Proper Minor-Closed Classes of Graphs have Assouad-Nagata Dimension 2
Marc Distel
TL;DR
The paper proves that every proper minor-closed class of graphs has Assouad–Nagata dimension at most 2, strengthening prior results that used asymptotic dimension. It develops a versatile toolkit—path rerouting, colored decompositions, complete (weighted) torsos, and strong-construction frameworks on tree-decompositions—to transfer control functions and bound ANdim via genus- and treewidth-bounded components. A key contribution is the vindication that subdivision-closed classes have bounded ANdim if and only if they exclude a fixed minor, leading to a precise dichotomy that connects minor structure to metric dimension.

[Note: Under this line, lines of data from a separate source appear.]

PR #24, opened 2017-01-20
[JENKINS-41121] Provide an API for SCMHead migration

stephenc:
See [JENKINS-41121](https://issues.jenkins-ci.org/browse/JENKINS-41121) requires matching changes in branch-api and github-branch-source plugins (bitbucket-branch-source is not affected as it already had done the right thing and implemented its own `SCMHead` (though did not store enough information for PRs so all PRs will rebuild and there is nothing we can do as the target branch was not retained)

@reviewbybees

(i'll be linking the downstream PRs to this)

### DIFF
--- a/src/main/java/jenkins/scm/api/SCMHeadMigration.java
+++ b/src/main/java/jenkins/scm/api/SCMHeadMigration.java
@@ -1,3 +1,26 @@
+/*
+ * The MIT License
+ *
+ * Copyright (c) 2017, CloudBees, Inc..
+ *
+ * Permission is hereby granted, free of charge, to any person obtaining a copy
+ * of this software and associated documentation files (the "Software"), to deal
+ * in the Software without restriction, including without limitation the rights
+ * to use, copy, modify, merge, publish, distribute, sublicense, and/or sell
+ * copies of the Software, and to permit persons to whom the Software is
+ * furnished to do so, subject to the following conditions:
+ *
+ * The above copyright notice and this permission notice shall be included in
+ * all copies or substantial portions of the Software.
+ *
+ * THE SOFTWARE IS PROVIDED "AS IS", WITHOUT WARRANTY OF ANY KIND, EXPRESS OR
+ * IMPLIED, INCLUDING BUT NOT LIMITED TO THE WARRANTIES OF MERCHANTABILITY,
+ * FITNESS FOR A PARTICULAR PURPOSE AND NONINFRINGEMENT. IN NO EVENT SHALL THE
+ * AUTHORS OR COPYRIGHT HOLDERS BE LIABLE FOR ANY CLAIM, DAMAGES OR OTHER
+ * LIABILITY, WHETHER IN AN ACTION OF CONTRACT, TORT OR OTHERWISE, ARISING FROM,
+ * OUT OF OR IN CONNECTION WITH THE SOFTWARE OR THE USE OR OTHER DEALINGS IN
+ * THE SOFTWARE.
+ */
 package jenkins.scm.api;
 
 import edu.umd.cs.findbugs.annotations.CheckForNull;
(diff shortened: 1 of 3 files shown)


src/main/java/jenkins/scm/api/SCMHeadMigration.java
```diff
@@ -0,0 +1,126 @@
+package jenkins.scm.api;
+
+import edu.umd.cs.findbugs.annotations.CheckForNull;
+import edu.umd.cs.findbugs.annotations.NonNull;
+import hudson.ExtensionList;
+import hudson.ExtensionPoint;
+
+/**
+ * If a {@link SCMSource} plugin needs to migrate the implementation classes for {@link SCMHead} this extension
+ * point allows the plugin to register type migrations. For speed of migration implementations should just jump direct
```
jglick: directly

src/main/java/jenkins/scm/api/SCMHeadMigration.java
```diff
@@ -0,0 +1,126 @@
...
+    private final Class<H> headClass;
+    /**
+     * The {@link SCMRevision} that the migration applies to.
+     */
+    private final Class<R> revisionClass;
+
+    /**
+     * Constructor.
+     *  @param sourceClass The {@link SCMSource} that the migration applies to.
+     * @param headClass   The {@link SCMHead} that the migration applies to.
```
jglick: odd whitespaces

src/main/java/jenkins/scm/api/SCMHeadMigration.java
```diff
@@ -0,0 +1,126 @@
...
+     * @param revisionClass
```
jglick: delete if empty

src/main/java/jenkins/scm/api/SCMHeadMigration.java
```diff
@@ -0,0 +1,126 @@
...
+    protected SCMHeadMigration(Class<S> sourceClass, Class<H> headClass, Class<R> revisionClass) {
+        this.sourceClass = sourceClass;
+        this.headClass = headClass;
+        this.revisionClass = revisionClass;
+    }
+
+    /**
+     * Gets the {@link SCMHead} that the migration applies to.
+     *
+     * @return the {@link SCMHead} that the migration applies to.
```
jglick: `SCMSource` I think you meant.

src/main/java/jenkins/scm/api/SCMHeadMigration.java
```diff
@@ -0,0 +1,126 @@
...
+    }
+
+    /**
+     * Perform a migration.
+     * @param source the source instance.
+     * @param head the candidate head.
+     * @return the migrated head or {@code null} if the migration was not appropriate.
+     */
+    @CheckForNull
+    public abstract SCMHead migrate(@NonNull S source, @NonNull H head);
```
jglick: Why is there not a default `null` return value?

src/main/java/jenkins/scm/api/SCMHeadMigration.java
```diff
@@ -0,0 +1,126 @@
...
+
+import edu.umd.cs.findbugs.annotations.CheckForNull;
+import edu.umd.cs.findbugs.annotations.NonNull;
+import hudson.ExtensionList;
+import hudson.ExtensionPoint;
+
+/**
+ * If a {@link SCMSource} plugin needs to migrate the implementation classes for {@link SCMHead} this extension
+ * point allows the plugin to register type migrations. For speed of migration implementations should just jump direct
+ * to the final end-point and not expect recursive chain walking.
```
jglick: Seems like a premature optimization.

stephenc: well it also prevents having to worry about somebody accidentally setting up a circular migration chain via extensions

src/main/java/jenkins/scm/api/SCMHeadMigration.java
stephenc: Because this is the critical method I expect you to implement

The results have implications for embeddings, structure theory, and algorithmic approximations (e.g., TSP) by providing tight large-scale dimension bounds for broad graph families. The work integrates and extends the Graph Minor Theory program to the Assouad–Nagata setting, clarifying the landscape of dimension bounds across minor-closed and subdivision-closed classes.
Abstract
Asymptotic dimension and Assouad-Nagata dimension are measures of the large-scale shape of a class of graphs. Bonamy, Bousquet, Esperet, Groenland, Liu, Pirot, and Scott [J. Eur. Math. Society] showed that any proper minor-closed class has asymptotic dimension 2, dropping to 1 only if the treewidth is bounded. We improve this result by showing it also holds for the stricter Assouad-Nagata dimension. We also characterise when subdivision-closed classes of graphs have bounded Assouad-Nagata dimension.